なぜだか自警団と騎士団がやって来て、小競り合いになる。
いつ気づかれたのか。
とっさに、植物の堅い茎を使って作った呼子笛を鳴らす。
予期せぬことがあった時、すぐさま退散する合図に使うものだ。
抵抗する者を切りつけて盗みを続けるよりも、迅速に盗れる物だけを盗り、さっさと逃げる方が捕まり難い。人数が多ければ尚更だ。
事前に旅商人として押し入るところを決めておくのも様子を確認しておくのも、逃げるための経路を把握するためと、確実性と迅速性を高めるため。
残忍なことに時間を割けば、結局は足が付き易くなる。長く甘い汁を吸いたいのなら、欲張り過ぎない方が身のためだからだ。
そして、過剰な暴力を許すと、盗みよりもそっちの方に重点をおく奴が必ず出て来るものだ。
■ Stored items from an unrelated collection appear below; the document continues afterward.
PR #5191, opened 2019-12-17
refactor: moving the top-level Client into Packages

tombuildsstuff:
This PR does several interdependent things which unfortunately makes it both a) quite large and b) **a breaking change for all open PR's**. Whilst this is unfortunate - we're now at a point where there's not much we can to do work around this - but it's probably easier to review this commit-by-commit.

Firstly this removes `ArmClient` and replaces it with `clients.Client` - which has been an inner variable within the struct for some time; so there shouldn't be many code changes here directly.

Next this then moves the Azure Provider init into `./azurerm/internal/provider` - however until all Data Sources & Resources have been moved from the root this needs to take a list of existing Data Sources & Resources.

Finally, this switches the use of `testAccProvider` and `testAccProviders` for `acceptance.AzureProvider` and `acceptance.SupportedProviders` respectively.

---

Once this has been merged we'll need to do one more large PR moving all Data Sources & Resources into Packages - unfortunately until this is fully complete we may be unable to run the acceptance tests (needs confirming) - so this may need to be done in a single PR based on this one.. 😞.

We'll also need to update the Tests, Makefile & CI to ensure tests are run using the new structure, rather than assuming everything's present in the root - but again that's one for the follow up PR.


tombuildsstuff:
Tests pass:

```
$ acctests azurerm TestAccAzureRMResourceGroup_basic
=== PAUSE TestAccAzureRMResourceGroup_basic
=== CONT  TestAccAzureRMResourceGroup_basic
--- PASS: TestAccAzureRMResourceGroup_basic (82.69s)
PASS
ok  	github.com/terraform-providers/terraform-provider-azurerm/azurerm	82.739s
```

tombuildsstuff:
Rebased on top of master and the resource group tests still pass:

```
$ acctests azurerm TestAccAzureRMResourceGroup_basic
=== PAUSE TestAccAzureRMResourceGroup_basic
=== CONT  TestAccAzureRMResourceGroup_basic
--- PASS: TestAccAzureRMResourceGroup_basic (81.95s)
PASS
ok  	github.com/terraform-providers/terraform-provider-azurerm/azurerm	81.994s
```

PR #5210, opened 2019-12-18
r/storage_account: handling when network_rules is empty

tombuildsstuff:
This PR supersedes the work done by @samart in #4966 - by instead confirming that the top-level `props.NetworkRuleSet` object is nil (and returning a default) rather than if the nested elements inside of it are nil

I've also added a couple of nil-checks to prevent some crashes that I spotted whilst passing through


tombuildsstuff:
Tests pass:

Screenshot 2019-12-18 at 17 33 06

PR #5211, opened 2019-12-18
Fix reference format with output resource

Willis0826:


tombuildsstuff:
hey @Willis0826 

Thanks for this PR :)

As [announced in this blog post we're deprecating support for Terraform 0.11](https://www.hashicorp.com/blog/deprecating-terraform-0-11-support-in-terraform-providers/) in the not-too-distant-future and as such we're gradually replacing usage examples with syntax from Terraform 0.11 to use the syntax from Terraform 0.12 instead.

Taking a look through here it appears that this switches back to using the Terraform 0.11 syntax - as such whilst I'd like to thank you for this contribution since we're deprecating this I'm going to close this PR for the moment, as we've intentionally removed Terraform 0.11 syntax from this example. We'd also recommend upgrading to Terraform 0.12 - since as mentioned above support for Terraform 0.11 is being deprecated in the not-too-distant future.

Thanks!

PR #3244, opened 2019-04-15
New Resource: `azurerm_data_factory_pipeline`

mbfrahry:
```
--- PASS: TestAccAzureRMDataFactoryPipeline_basic (78.39s)
--- PASS: TestAccAzureRMDataFactoryPipeline_update (97.29s)
```

PR #5226, opened 2019-12-20
Move resource files into service packages

katbyte:


neil-yechenwei:
@tombuildsstuff , @mbfrahry , I noticed you made a PR (#3244) to add support for azurerm_data_factory_pipeline. I found you added a property "activity" in your first commit (06bd322). But you deleted this property in later commit (6822cfa). After learned from the azure doc for data factory (https://docs.microsoft.com/en-us/azure/data-factory/v1/data-factory-copy-activity-tutorial-using-powershell), I think you should retain this property "activity" since I think it's an important thing for data factory pipeline to combine the InputDataset and the OutputDataset. May I know why you removed the property "activity"? If this property is necessary, can it be added back?

PR #5542, opened 2020-01-28
compute: Preparation for the Virtual Machine Resources

tombuildsstuff:
This PR introduces a few things needed for the upcoming Linux/Windows Virtual Machine resources (as outlined in #2807).

Firstly this introduces the concept of the Features block which is Optional in 1.x but will become Required in 2.0. This will be used to define the behaviour of select resources (at this time only the new Virtual Machine resource [deleting the os disk on deletion], but in time the new Virtual Machine Scale Set [rolling instances] and Key Vault resources [soft delete]). What this looks like in practice:

```
provider "azurerm" {
    features {      
      virtual_machine {
        delete_os_disk_on_deletion = true
      }
    }
}
```

(since there's no Acceptance Tests covering the Provider block directly, I've added unit tests covering the expand in this instance)

Secondly this introduces a bunch of Parsers/Validators across both Compute and Networking for resources which are required by the Virtual Machine resource - but it /intentionally/ doesn't retrofit these into other resources since that's a larger/out-of-scope task.

Finally this introduces some helper functions which are required by the upcoming Virtual Machine resources - mostly to make that PR easier to review, since it's a large resource.

### DIFF
--- a/azurerm/internal/services/compute/virtual_machine_instance.go
+++ b/azurerm/internal/services/compute/virtual_machine_instance.go
@@ -1,0 +1,36 @@
+package compute
+
+import (
+	"strings"
+
+	"github.com/Azure/azure-sdk-for-go/services/compute/mgmt/2019-07-01/compute"
+)
+
+// shouldBootVirtualMachine determines if the Virtual Machine should be started after
+// the Virtual Machine has been shut down for maintainence. This means that Virtual Machines
+// which are already stopped can be updated but will not be started
+func shouldBootVirtualMachine(instanceView compute.VirtualMachineInstanceView) bool {
+	if instanceView.Statuses != nil {
+		for _, status := range *instanceView.Statuses {
+			if status.Code == nil {
+				continue
+			}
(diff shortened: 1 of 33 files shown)


azurerm/internal/services/compute/virtual_machine_instance.go
```diff
@@ -0,0 +1,37 @@
...
+			state := strings.ToLower(*status.Code)
+			if !strings.HasPrefix(state, "PowerState/") {
+				continue
+			}
+
+			state = strings.TrimPrefix(state, "powerstate/")
+			switch strings.ToLower(state) {
+			case "deallocating":
+			case "deallocated":
+			case "stopped":
```
jackofallops: Might need/want to add `stopping` here?

tombuildsstuff: agreed - rather than pushing to this branch & rebasing #5550 I'll make this change there since it's dependent on this one

PR #5562, opened 2020-01-30
r/(linux|windows)_virtual_machine_scale_set: using the features block to control roll instances

tombuildsstuff:
This PR switches the `azurerm_linux_virtual_machine_scale_set` and `azurerm_windows_virtual_machine_scale_set` resources over to using the `features` block to control rolling instances when required, rather than using a property on the resources (since this won't be present during import).

This allows the feature to be controlled via:

```
provider "azurerm" {
  features {
    virtual_machine_scale_set {
      roll_instances_when_required = true|false
    }
  }
}
```

The `features` block itself will be documented along with the beta documentation in the not-too-distant future.

### DIFF
--- a/azurerm/internal/provider/features.go
+++ b/azurerm/internal/provider/features.go
@@ -26,6 +26,20 @@ func schemaFeatures() *schema.Schema {
 						},
 					},
 				},
+
+				"virtual_machine_scale_set": {
+					Type:     schema.TypeList,
+					Optional: true,
+					MaxItems: 1,
+					Elem: &schema.Resource{
+						Schema: map[string]*schema.Schema{
+							"roll_instances_when_required": {
+								Type:     schema.TypeBool,
+								Required: true,
+							},
+						},
+					},
+				},
 			},
 		},
 	}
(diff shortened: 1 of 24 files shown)


azurerm/internal/provider/features.go
```diff
@@ -26,6 +26,20 @@ func schemaFeatures() *schema.Schema {
...
+
+				"virtual_machine_scale_set": {
+					Type:     schema.TypeList,
+					Optional: true,
+					MaxItems: 1,
+					Elem: &schema.Resource{
+						Schema: map[string]*schema.Schema{
+							"roll_instances_when_required": {
+								Type:     schema.TypeBool,
+								Required: true,
```
katbyte: Should this be optional for when more options go in, or is the intention to require all provider features to be explicitly states in every provider block?

katbyte:
Would it perhaps make sense to use `meta.(*clients.Client).Compute.Feature.DeleteOSDiskOnDeletion` for features 🤔

tombuildsstuff:
> Would it perhaps make sense to use meta.(*clients.Client).Compute.Feature.DeleteOSDiskOnDeletion for features 🤔

Potentially in time - my thinking for the moment is that these /could/ span multiple clients (e.g. mssql vs sql, frontdoor vs networking - all of which need to be refactored in time) - until we've done that I think it's easiest for these to stay in the same package for the moment (and it's fairly trivial to move these into packages at a later date if we want to do that?)

azurerm/internal/provider/features.go
tombuildsstuff: that makes sense once we've added a secondary field here (which is why the parsing logic below handles this) but since there's only a single element it didn't feel worth making this field optional for the moment (since otherwise you may as well omit the `virtual_machine_scale_set` block?)

tombuildsstuff:
Ignoring some expected test failures (since the API's broken, with a disclaimer in the docs) the tests pass:

Screenshot 2020-02-03 at 10 54 03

高音の笛の音に盗賊たちはすぐさま反応し、手に持っているものや見えているものだけを手早く掴むと、一目散に外へ出た。
勿論闇雲に出ては捕まりかねない。周囲を見渡しては、近くの木や屋根の上に素早く飛び乗り、追手に見つからないように上から様子をみながら警備の穴を突いて逃げるのだ。幸いにも追手はそう多くはないようだ。圧倒的に地元の自警団員が多いので、動きはよくよく訓練された騎士団の騎士程には綿密ではない。
腕を怪我した仲間に手巾を放り投げると、血を落とさないように強く圧迫するよう身振りで伝える。脂汗が浮かぶ仲間はギラついた瞳で頷くと、強く握るように傷を押した。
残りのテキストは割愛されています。